RawGen: Learning Camera Raw Image Generation
Dongyoung Kim, Junyong Lee, Abhijith Punnappurath, Mahmoud Afifi, Sangmin Han, Alex Levinshtein, Michael S. Brown

TL;DR
RawGen is a novel diffusion-based framework that synthesizes physically consistent camera raw images from text prompts and inverts sRGB images back to raw, addressing dataset scarcity and ISP diversity.
Contribution
It introduces the first diffusion model for text-to-raw generation and sRGB-to-raw inversion, leveraging large-scale sRGB models and a new inverse-ISP dataset.
Findings
RawGen outperforms traditional inverse-ISP methods.

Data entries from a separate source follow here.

PR #1014, opened 2021-02-17
[zones_spec.rb] Add tests for authentication

NickLaMuro:
**REQUIRES https://github.com/ManageIQ/manageiq/pull/21047 to be merged**

Adds some specs to cover creating and deleting authentications attached to zones using `accepts_nested_attributes_for :authentication`

Links
-----

* Core PR:  https://github.com/ManageIQ/manageiq/pull/21047
* Cross Repo tests:  https://github.com/ManageIQ/manageiq-cross_repo-tests/pull/319
* Related to https://github.com/ManageIQ/manageiq-api/issues/898

### DIFF
--- a/spec/requests/zones_spec.rb
+++ b/spec/requests/zones_spec.rb
@@ -25,6 +25,42 @@ RSpec.describe "Zones" do
   end
 
   context "edit", :edit do
+    it "can create zone authentication" do
+      api_basic_authorize action_identifier(:zones, :edit)
+
+      zone   = FactoryBot.create(:zone, :description => "Current Zone description")
+      params = gen_request(:edit,
+                           "description"               => "Updated Zone Description",
+                           "authentication_attributes" => {"userid" => "foo", "password" => "bar"})
+
+      expect(zone.authentication).to eq(nil) # sanity check
+
+      post api_zone_url(nil, zone), :params => params
+      zone.reload
+
+      expect(zone.description).to             eq("Updated Zone Description")
+      expect(zone.authentication.userid).to   eq("foo")
+      expect(zone.authentication.password).to eq("bar")
+    end
+
+    it "can delete an existing authentication" do
+      api_basic_authorize action_identifier(:zones, :edit)
+
+      zone   = FactoryBot.create(:zone, :description               => "Current Zone description",
+                                        :authentication_attributes => {:userid => "foo", :password => "bar"})
+      params = gen_request(:edit,
+                           "description"               => "Updated Zone Description",
+                           "authentication_attributes" => {"_destroy" => "true"})
+
+      expect(zone.authentication.userid).to eq("foo") # sanity check
+
+      post api_zone_url(nil, zone), :params => params
+      zone.reload
+
+      expect(zone.description).to    eq("Updated Zone Description")
+      expect(zone.authentication).to eq(nil)
+    end
+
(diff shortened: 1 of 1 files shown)


spec/requests/zones_spec.rb
```diff
@@ -25,6 +25,42 @@
   end
 
   context "edit", :edit do
+    it "can create zone authentication" do
+      api_basic_authorize action_identifier(:zones, :edit)
+
+      zone   = FactoryBot.create(:zone, :description => "Current Zone description")
+      params = gen_request(:edit,
+                           "description"               => "Updated Zone Description",
+                           "authentication_attributes" => {"userid" => "foo", "password" => "bar"})
```
bdunne, line 34: Should this be `default_authentication` rather than `authentication_attributes`?

spec/requests/zones_spec.rb
```diff
@@ -25,6 +25,42 @@
...
+
+      expect(zone.authentication).to eq(nil) # sanity check
```
bdunne, line 36: Shouldn't this be `zone.authentications` since it's a `has_many`?

NickLaMuro: @bdunne no, since this is meant to pull in the changes from here:

https://github.com/ManageIQ/manageiq/pull/21047

bdunne (commented):
Sorry, but I can't remember the use case for having authentications on a Zone.  Do we still use this?

spec/requests/zones_spec.rb
NickLaMuro: Again, this is a change that was introduced as a part of https://github.com/ManageIQ/manageiq/pull/21047 so `authentication_attributes` is from the `allow_nested_attributes_for` change made there.

NickLaMuro:
@bdunne it was a muddled response over here:

https://github.com/ManageIQ/manageiq-api/issues/898

But I think the resulting answer (not really said in the issue) was "let's not get rid of it, since we aren't sure".  Not a great answer, but to allow the UI conversions to continue moving forward, this was the answer I came up with.

bdunne:
> @bdunne it was a muddled response over here:
> 
> #898
> 
> But I think the resulting answer (not really said in the issue) was "let's not get rid of it, since we aren't sure". Not a great answer, but to allow the UI conversions to continue moving forward, this was the ([second](https://github.com/ManageIQ/manageiq-api/pull/916)) answer I came up with.

Reading through that more, it sounds like we may need to support multiple authentications hanging off a zone (windows_domain and ssh)

NickLaMuro:
@bdunne I feel like we can then cross that bridge when (and if) that becomes relevant, since this code hasn't been updated much at all lately, and these changes currently don't require a migration to change again in the future.  I didn't add support for the `has_many` relationship this time, because there is many more touch points for that style of relationship, but `allowed_nested_attributes_for` supports `has_many` as well:

https://api.rubyonrails.org/v6.1.0/classes/ActiveRecord/NestedAttributes/ClassMethods.html#module-ActiveRecord::NestedAttributes::ClassMethods-label-One-to-many

Also, currently the UI hard codes support for only for a single `:windows_domain`:

https://github.com/ManageIQ/manageiq-ui-classic/pull/7629/files

So the change in core is just lifting the loosely encoded relationship in the UI and enforcing it from a model perspective instead.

It enables camera-specific raw image synthesis from text.
Augmenting training data with RawGen improves low-level vision tasks.
Abstract
Cameras capture scene-referred linear raw images, which are processed by onboard image signal processors (ISPs) into display-referred 8-bit sRGB outputs. Although raw data is more faithful for low-level vision tasks, collecting large-scale raw datasets remains a major bottleneck, as existing datasets are limited and tied to specific camera hardware. Generative models offer a promising way to address this scarcity -- however, existing diffusion frameworks are designed to synthesize photo-finished sRGB images rather than physically consistent linear representations. This paper presents RawGen, to our knowledge the first diffusion-based framework enabling text-to-raw generation for arbitrary target cameras, alongside sRGB-to-raw inversion. RawGen leverages the generative priors of large-scale sRGB diffusion models to synthesize physically meaningful linear outputs, such as CIE XYZ or…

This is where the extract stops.